PR #987, opened 2023-08-09
fix(web-components): conditionally adding aria-owns to search-bar

GCHQ-Developer-741:
only adding aria-owns if the menu is being rendered at the same time

## Checklist


GCHQ-Developer-530 (approved):

ad9242:
Just one commment: should we add a test so that we can see that its starts without the aria-owns & then gets added?

GCHQ-Developer-530 (approved):

ad9242 (approved):

PR #1019, opened 2023-08-18
fix(web-components): ic-tooltip no longer interferes with previousSibling

GCHQ-Developer-299:
Ic Tooltip would, when the previous element is conditionally rendered in react lifecycle, replace the contents of it. Now we store ariaDescribedBy in a variable so we don't search for that previousElementSibling

## Summary of the changes
Changed how updateLabel() functions, instead of getting the previous element sibling on every call, it refers to an ariaDescribedBy variable created on load. 

However, i've been unable to add a test - because the issue occurs during react apps with conditional rendering. We only have web-component unit tests. I will enquire with the developer team :) 

## Related issue
#986 

## Checklist

### DIFF
--- a/packages/web-components/src/components/ic-tooltip/ic-tooltip.tsx
+++ b/packages/web-components/src/components/ic-tooltip/ic-tooltip.tsx
@@ -18,6 +18,7 @@ import { onComponentRequiredPropUndefined } from "../../utils/helpers";
 })
 export class Tooltip {
   private arrow: HTMLDivElement;
+  private ariaDescribedBy: HTMLElement;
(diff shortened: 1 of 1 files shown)


GCHQ-Developer-530:
Would it be possible to add that code snippet in your comment as a react story?

GCHQ-Developer-299:
> Would it be possible to add that code snippet in your comment as a react story?

I spoke to the tech lead about that, and we decided that since it was demonstrating a bugfix, rather than a feature of the component, it shouldn't remain as a story.

ad9242 (approved):

Issue #1006, opened 2023-08-15
[ic-dialog]: Review and update components which use popperJS within dialog


jd239:
**The details of this ticket demonstrate the issue with `ic-dialog` and `ic-tooltip`, however, this work should involve investigating all components which use the popperJs library**

## Summary of the bug
- I have a dialog that contains IcChips
- The chips have tooltips
- When I hover over the chips to make the tooltip visible
- The tooltips appear nowhere near the chips, and cause me to scroll in both directions to make the tooltips visible
Also, on a more restricted width, the tooltips do not cause the dialog to scroll, but appear outside the tooltips

## 🪜 How to reproduce
Tell us the steps to reproduce the problem:
1) Open the dialog
2) Hover over either/both of the chips
3) Scroll to find the tooltips
4) Reduce the width of the screen (so the dialog is still visible)
5) Repeat step 2

## 🧐 Expected behaviour
Tooltip should be on show without the scrollbars

## 📸 Screenshots or code
Example of bug: https://stackblitz.com/edit/stackblitz-starters-fvvwad?file=src%2FApp.tsx

## 🖥 Desktop
N/A

## 📱 Mobile
N/A

## Additional info
N/A

PR #1020, opened 2023-08-22
fix(web-components): update tooltip and popover menu to adjust placement on dialogs

GCHQ-Developer-530:
## Summary of the changes
Update tooltip and popover menu to adjust placement on dialogs. Update tooltip to only create popper on show

## Related issue
#1006

## Checklist

### DIFF
--- a/packages/web-components/src/components/ic-popover-menu/ic-popover-menu.tsx
+++ b/packages/web-components/src/components/ic-popover-menu/ic-popover-menu.tsx
@@ -10,7 +10,7 @@ import {
   Method,
 } from "@stencil/core";
 import { getSlotElements } from "../../utils/helpers";
-import { createPopper } from "@popperjs/core";
+import { createPopper, Instance as PopperInstance } from "@popperjs/core";
 
 @Component({
   tag: "ic-popover-menu",
@@ -24,7 +24,9 @@ export class PopoverMenu {
   private ARIA_LABEL: string = "aria-label";
   private backButton: HTMLIcMenuItemElement;
   private currentFocus: number;
+  private firstRender: boolean = true;
   private popoverMenuEls: HTMLIcMenuItemElement[] = [];
+  private popperInstance: PopperInstance;
 
   @Element() host: HTMLIcPopoverMenuElement;
 
@@ -77,6 +79,12 @@ export class PopoverMenu {
     }
   }
 
+  disconnectedCallback(): void {
+    if (this.popperInstance !== undefined) {
+      this.popperInstance.destroy();
+    }
+  }
+
   componentDidLoad(): void {
     const slotWrapper = this.host.shadowRoot.querySelector("ul.button");
     const popoverMenuElements = getSlotElements(slotWrapper);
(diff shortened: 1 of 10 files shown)


packages/web-components/src/components/ic-popover-menu/ic-popover-menu.tsx
```diff
@@ -100,18 +108,68 @@ export class PopoverMenu {
...
+      const dialogEl = this.host.closest("ic-dialog");
+      const onDialog = dialogEl !== null;
+
+      if (onDialog) {
+        this.host.classList.add("on-dialog");
+        const menu = this.host.getBoundingClientRect();
+        const dialogBottom = dialogEl.getBoundingClientRect().bottom;
+        const anchorHeight = this.anchorEl.getBoundingClientRect().height;
+        let offset;
+        console.log(dialogEl.scrollHeight, dialogEl.clientHeight);
```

===

Exercise goal:
Each line above should be reproduced exactly, with nothing omitted.

Answer below:
PR #987, opened 2023-08-09
fix(web-components): conditionally adding aria-owns to search-bar

GCHQ-Developer-741:
only adding aria-owns if the menu is being rendered at the same time

## Checklist


GCHQ-Developer-530 (approved):

ad9242:
Just one commment: should we add a test so that we can see that its starts without the aria-owns & then gets added?

GCHQ-Developer-530 (approved):

ad9242 (approved):

PR #1019, opened 2023-08-18
fix(web-components): ic-tooltip no longer interferes with previousSibling

GCHQ-Developer-299:
Ic Tooltip would, when the previous element is conditionally rendered in react lifecycle, replace the contents of it. Now we store ariaDescribedBy in a variable so we don't search for that previousElementSibling

## Summary of the changes
Changed how updateLabel() functions, instead of getting the previous element sibling on every call, it refers to an ariaDescribedBy variable created on load. 

However, i've been unable to add a test - because the issue occurs during react apps with conditional rendering. We only have web-component unit tests. I will enquire with the developer team :) 

## Related issue
#986 

## Checklist

### DIFF
--- a/packages/web-components/src/components/ic-tooltip/ic-tooltip.tsx
+++ b/packages/web-components/src/components/ic-tooltip/ic-tooltip.tsx
@@ -18,6 +18,7 @@ import { onComponentRequiredPropUndefined } from "../../utils/helpers";
 })
 export class Tooltip {
   private arrow: HTMLDivElement;
+  private ariaDescribedBy: HTMLElement;
(diff shortened: 1 of 1 files shown)


GCHQ-Developer-530:
Would it be possible to add that code snippet in your comment as a react story?

GCHQ-Developer-299:
> Would it be possible to add that code snippet in your comment as a react story?

I spoke to the tech lead about that, and we decided that since it was demonstrating a bugfix, rather than a feature of the component, it shouldn't remain as a story.

ad9242 (approved):

Issue #1006, opened 2023-08-15
[ic-dialog]: Review and update components which use popperJS within dialog


jd239:
**The details of this ticket demonstrate the issue with `ic-dialog` and `ic-tooltip`, however, this work should involve investigating all components which use the popperJs library**

## Summary of the bug
- I have a dialog that contains IcChips
- The chips have tooltips
- When I hover over the chips to make the tooltip visible
- The tooltips appear nowhere near the chips, and cause me to scroll in both directions to make the tooltips visible
Also, on a more restricted width, the tooltips do not cause the dialog to scroll, but appear outside the tooltips

## 🪜 How to reproduce
Tell us the steps to reproduce the problem:
1) Open the dialog
2) Hover over either/both of the chips
3) Scroll to find the tooltips
4) Reduce the width of the screen (so the dialog is still visible)
5) Repeat step 2

## 🧐 Expected behaviour
Tooltip should be on show without the scrollbars

## 📸 Screenshots or code
Example of bug: https://stackblitz.com/edit/stackblitz-starters-fvvwad?file=src%2FApp.tsx

## 🖥 Desktop
N/A

## 📱 Mobile
N/A

## Additional info
N/A

PR #1020, opened 2023-08-22
fix(web-components): update tooltip and popover menu to adjust placement on dialogs

GCHQ-Developer-530:
## Summary of the changes
Update tooltip and popover menu to adjust placement on dialogs. Update tooltip to only create popper on show

## Related issue
#1006

## Checklist

### DIFF
--- a/packages/web-components/src/components/ic-popover-menu/ic-popover-menu.tsx
+++ b/packages/web-components/src/components/ic-popover-menu/ic-popover-menu.tsx
@@ -10,7 +10,7 @@ import {
   Method,
 } from "@stencil/core";
 import { getSlotElements } from "../../utils/helpers";
-import { createPopper } from "@popperjs/core";
+import { createPopper, Instance as PopperInstance } from "@popperjs/core";
 
 @Component({
   tag: "ic-popover-menu",
@@ -24,7 +24,9 @@ export class PopoverMenu {
   private ARIA_LABEL: string = "aria-label";
   private backButton: HTMLIcMenuItemElement;
   private currentFocus: number;
+  private firstRender: boolean = true;
   private popoverMenuEls: HTMLIcMenuItemElement[] = [];
+  private popperInstance: PopperInstance;
 
   @Element() host: HTMLIcPopoverMenuElement;
 
@@ -77,6 +79,12 @@ export class PopoverMenu {
     }
   }
 
+  disconnectedCallback(): void {
+    if (this.popperInstance !== undefined) {
+      this.popperInstance.destroy();
+    }
+  }
+
   componentDidLoad(): void {
     const slotWrapper = this.host.shadowRoot.querySelector("ul.button");
     const popoverMenuElements = getSlotElements(slotWrapper);
(diff shortened: 1 of 10 files shown)


packages/web-components/src/components/ic-popover-menu/ic-popover-menu.tsx
```diff
@@ -100,18 +108,68 @@ export class PopoverMenu {
...
+      const dialogEl = this.host.closest("ic-dialog");
+      const onDialog = dialogEl !== null;
+
+      if (onDialog) {
+        this.host.classList.add("on-dialog");
+        const menu = this.host.getBoundingClientRect();
+        const dialogBottom = dialogEl.getBoundingClientRect().bottom;
+        const anchorHeight = this.anchorEl.getBoundingClientRect().height;
+        let offset;
+        console.log(dialogEl.scrollHeight, dialogEl.clientHeight);
```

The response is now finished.